Must admit, I'd stick with the ones you have.

They're likely to be better quality and I've only ever seen them on one other car.


----------



## Wak (May 6, 2002)

Gone from This....









to this



















They look great IMO and a 5-10% change in ride , hardly noticeable.
Thanks for the opinions, guess who started me off! :roll:


----------



## genocidalduck (May 19, 2005)

They look really great Wak...But im still preffering your old ones. But then i guess you have got used to them now. Time is now here for a change.


----------



## was (Mar 24, 2003)

looks great 8)

your side lights are off  :roll: :wink:


----------



## Wak (May 6, 2002)

genocidalduck said:


> They look really great Wak...But im still preffering your old ones. But then i guess you have got used to them now. Time is now here for a change.


I know exactly what you mean, but sometimes you have to compromise...

if any one ever makes the allessio design in a 19" I'll be after them!


----------



## genocidalduck (May 19, 2005)

Wak said:


> genocidalduck said:
> 
> 
> > They look really great Wak...But im still preffering your old ones. But then i guess you have got used to them now. Time is now here for a change.
> ...


I think what i like about them the most is that.
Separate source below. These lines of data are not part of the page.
PR #12588, opened 2020-07-27
Enhance: Prolong the timeout of chartclient

ninjadq:
In some perspectives to reduce the too many charts performence issue

### DIFF
--- a/src/chartserver/client.go
+++ b/src/chartserver/client.go
@@ -14,7 +14,7 @@ import (
 )
 
 const (
-	clientTimeout         = 10 * time.Second
+	clientTimeout         = 30 * time.Second
 	maxIdleConnections    = 10
 	idleConnectionTimeout = 30 * time.Second
 )


src/chartserver/client.go
```diff
@@ -14,7 +14,7 @@ import (
 )
 
 const (
-	clientTimeout         = 10 * time.Second
+	clientTimeout         = 30 * time.Second
```
rafal-prasal, line 17: this is not enough also ResponseHeaderTimeout must be set as in patch below

--- a/src/chartserver/client.go
+++ b/src/chartserver/client.go
@@ -14,9 +14,9 @@ import (
 )
 
 const (
-       clientTimeout         = 10 * time.Second
-       maxIdleConnections    = 10
-       idleConnectionTimeout = 30 * time.Second
+       clientTimeout         = 60 * time.Second
+       maxIdleConnections    = 60
+       idleConnectionTimeout = 60 * time.Second
 )
 
 // ChartClient is a http client to get the content from the external http server
@@ -36,6 +36,7 @@ func NewChartClient(credential *Credential) *ChartClient { // Create http client
                Transport: &http.Transport{
                        MaxIdleConns:    maxIdleConnections,
                        IdleConnTimeout: idleConnectionTimeout,
+                       ResponseHeaderTimeout: clientTimeout,
                },
        }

I think yours is the only car ive seen them on.


----------



## ttroy225 (May 18, 2002)

Nice...

P.s How many years?


----------



## TTej (Sep 10, 2003)

wheels look hot!, i knew you had them coiming when i saw you.


----------



## YELLOW_TT (Feb 25, 2004)

looking v nice Wak


----------



## DXN (May 18, 2002)

look good Wak 

Why has TTOTAL got a big banmner above your hedge :wink:


----------



## mrdemon (Apr 20, 2005)

you have nice wheels

19" on a TT is over wheeled imo


----------



## dooka (Apr 28, 2006)

I think maybe a set of standard rstt 9 spokes in 19s would look good, one of the best wheels for the TT mes thinks..

How much do you want for your old wheels..


----------



## TTotal (Aug 12, 2002)

DXN said:


> look good Wak
> 
> Why has TTOTAL got a big banmner above your hedge :wink:


Thats my petrol station next door :wink:

Nice choice Wak ! Nice choice, they look stunnin 8)
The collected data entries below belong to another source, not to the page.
PR #12602, opened 2020-07-28
Modify column name for preheat task list UI

AllForNothing:


src/portal/src/app/project/p2p-provider/add-p2p-policy/add-p2p-policy.component.html
```diff
@@ -110,7 +110,7 @@ <h3 *ngIf="!isEdit" class="modal-title">{{'P2P_PROVIDER.ADD_POLICY' | translate}
                 <select id="severity" name="severity" class="clr-select"
                         #ngSeverity="ngModel"
                         [(ngModel)]="severity">
-                  <option class="display-none" value=""></option>
+                  <option>--</option>
```
selina-cui, line 113: Why use '--' here ?  I remember we use blank value in other similar scenario.

AllForNothing: They are different.   Severity here is not a required item.  add '--' , so user can select a 'null' value for this item

PR #13411, opened 2020-11-02
Remove UT for helm hub adapter (#13255)

heww:
The helm hub adapter will not work due to the shift to artifact hub and
the API has changed. more details see #13244
Remove the UT for helm hub adapter to unblock CI.
Later we need to rework the adapter to replicate from artifact hub.


danfengliu (approved):
LGTM

bitsf (approved):

PR #13421, opened 2020-11-03
Remove clair

ninjadq:


make/install.sh
```diff
@@ -30,8 +27,6 @@ while [ $# -gt 0 ]; do
             exit 0;;
             --with-notary)
             with_notary=true;;
-            --with-clair)
-            with_clair=true;;
```
reasonerjt, line 34: As was suggested by Alex, we should print a explicity warning to user letting him know that clair is removed and `--with-clair` is no longer accepted.

heww:
The clair database creation in harbor-db also need to be removed.

reasonerjt (approved):

heww (approved):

New ones for Farha now too ?

Happy Anniversary matey :-*


----------



## Rhod_TT (May 7, 2002)

qstix said:


> I think maybe a set of standard rstt 9 spokes in 19s would look good, one of the best wheels for the TT mes thinks..
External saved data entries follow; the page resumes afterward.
PR #13444, opened 2020-11-04
add robot mgr

wy65701436:
the robot account manager to handle the CRUD


src/pkg/robot2/dao/dao.go
```diff
@@ -0,0 +1,153 @@
...
+	if n == 0 {
+		return errors.NotFoundError(nil).WithMessage("robot account %d not found", id)
+	}
+	return nil
+}
+
+func (d *dao) List(ctx context.Context, query *q.Query) ([]*model.Robot, error) {
+	robots := []*model.Robot{}
+	query = q.MustClone(query)
+	query.Keywords["deleted"] = false
```
heww, line 127: `query.Keywords["deleted"] = false` => `query.Keywords["visible"] = true`

src/pkg/robot2/dao/dao.go
```diff
@@ -0,0 +1,153 @@
...
+	if n == 0 {
+		return errors.NotFoundError(nil).WithMessage("robot %d not found", r.ID)
+	}
+	return nil
+}
+
+func (d *dao) Get(ctx context.Context, id int64) (*model.Robot, error) {
+	r := &model.Robot{
+		ID:       id,
+		Disabled: false,
```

I think polished Comps in 18" would be the perfect TT wheel but Wak those RS6s look lovely.


----------



## kwaTTro (Jul 5, 2005)

great wheels - is that a TTotal garage in the backdrop?


----------



## TTotal (Aug 12, 2002)

Dont you have a kwaTTro garage of your own then ???


----------



## CraigKORE (Sep 17, 2005)

Looking good there Wak, nice choice. Out of interest what are going to do with your other ones?


----------



## Wak (May 6, 2002)

CraigKORE said:


> Looking good there Wak, nice choice. Out of interest what are going to do with your other ones?


I'm being greedy for the moment.... they will go into storage for a while.


----------



## Gaz225 (Feb 11, 2006)

The RS6's look stunning on your car Wak 8) 8)


----------



## JayGemson (Jun 8, 2004)

Hey, nice move Wak, always thought a lot of the RS6s and they suit your car very nicely indeed!

Look forward to seeing it in the flesh.


----------



## chipsterTT (Mar 26, 2006)

dont anyone one have any original ideas?? everyone seems to copy someone else.. loads of wheels out there to choose from 

oh well another original car bites the dust


----------



## Wak (May 6, 2002)

chipsterTT said:


> dont anyone one have any original ideas?? everyone seems to copy someone else.. loads of wheels out there to choose from
> 
> oh well another original car bites the dust


Original... I have ideas all the time, but find me a 19" 5 spoke that looks as good as an allessio! or as clean as an RS6!


----------



## JayGemson (Jun 8, 2004)

If it looks good, why not? No need to be negative.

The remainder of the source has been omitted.